PR #1568, opened 2016-06-13
Use Type.IsGenericType instead of String.EndsWith

asbjornu:
This PR implements @InPermutation's suggestion in #1557 to use `Type.IsGenericType` instead of:

```c#
displayName.EndsWith("`1", StringComparison.Ordinal) || displayName.EndsWith("`2", StringComparison.Ordinal)
```

I don't know how well `Constraint.DisplayName` is tested, but I hope that since everything's green after running `./build -t TestAll`, I haven't broken anything. If I have, please let me know.

### DIFF
--- a/src/NUnitFramework/framework/Constraints/Constraint.cs
+++ b/src/NUnitFramework/framework/Constraints/Constraint.cs
@@ -54,8 +54,9 @@ namespace NUnit.Framework.Constraints
 
             _displayName = new Lazy<string>(() =>
             {
-                var displayName = this.GetType().Name;
-                if (displayName.EndsWith("`1", StringComparison.Ordinal) || displayName.EndsWith("`2", StringComparison.Ordinal))
+                var type = this.GetType();
+                var displayName = type.Name;
+                if (type.IsGenericType)
                     displayName = displayName.Substring(0, displayName.Length - 2);
                 if (displayName.EndsWith("Constraint", StringComparison.Ordinal))
                     displayName = displayName.Substring(0, displayName.Length - 10);
--- a/src/NUnitFramework/framework/Constraints/Constraint.cs
+++ b/src/NUnitFramework/framework/Constraints/Constraint.cs
@@ -22,8 +22,10 @@
 // ***********************************************************************
 
 using NUnit.Framework.Internal;
+using NUnit.Compatibility;
 using System.Collections;
 using System;
+using System.Reflection;
 
 namespace NUnit.Framework.Constraints
 {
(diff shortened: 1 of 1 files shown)


rprouse:
The portable version of the build is failing because 

```
=======================================
Executing task: BuildPortable
Microsoft (R) Build Engine version 14.0.25123.0
Copyright (C) Microsoft Corporation. All rights reserved.
 
Constraints\Constraint.cs(59,26): error CS1061: 'Type' does not contain a definition for 'IsGenericType' and no extension method 'IsGenericType' accepting a first argument of type 'Type' could be found (are you missing a using directive or an assembly reference?) [C:\projects\nunit\src\NUnitFramework\framework\nunit.framework-portable.csproj]
An error occured when executing task 'BuildPortable'.
```

You likely need to switch to  `.GetTypeInfo().IsGenericType`  to get it working. On platforms that don't support it, we have just defined `GetTypeInfo()` as an extension method that returns the `Type`, so you can use it everywhere. You might just need to pull in the NUnit.Compatibility namespace.

src/NUnitFramework/framework/Constraints/Constraint.cs
```diff
@@ -54,8 +54,9 @@ protected Constraint(params object[] args)
 
             _displayName = new Lazy<string>(() =>
             {
-                var displayName = this.GetType().Name;
-                if (displayName.EndsWith("`1", StringComparison.Ordinal) || displayName.EndsWith("`2", StringComparison.Ordinal))
+                var type = this.GetType();
+                var displayName = type.Name;
+                if (type.IsGenericType)
```
rprouse: Yah, you will need to switch this to `type.GetTypeInfo().IsGenericType`.

CharliePoole: But was the portable build passing on your Mac? I so, then there may be more here than meets the eye.

rprouse: In the other PR, he mentions that he was building using Cake from the command line. On a Mac, IsRunningOnWindows is obviously false which means it will build as if it is Linux which does not include the portable build.

CharliePoole: Makes sense.

asbjornu:
@rprouse Thanks for the feedback! I've added the `GetTypeInfo()` extension method and it seems like I've stumbled upon [the problem @CharliePoole mentioned on Gitter](https://gitter.im/cake-build/cake?at=575f45f097e1b2d245e293fe):

```
WARNING: Error getting response stream (Write: The authentication or decryption has failed.): SendFailure
Unable to find version '0.6.4' of package 'Cake'.
Could not find Cake.exe.
```

Everything's green locally, though.

rprouse:
Looks good. I am going to override and merge now that AppVeyor is passing and the Travis latest is.

asbjornu:
@rprouse Thanks! :+1:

_ _ _ _ _

▶ _WORK REQUIRED_
Collect each line of the entries that has the word "instead", copying it in full.

▶ _RESPONSE BOX_
Use Type.IsGenericType instead of String.EndsWith
This PR implements @InPermutation's suggestion in #1557 to use `Type.IsGenericType` instead of:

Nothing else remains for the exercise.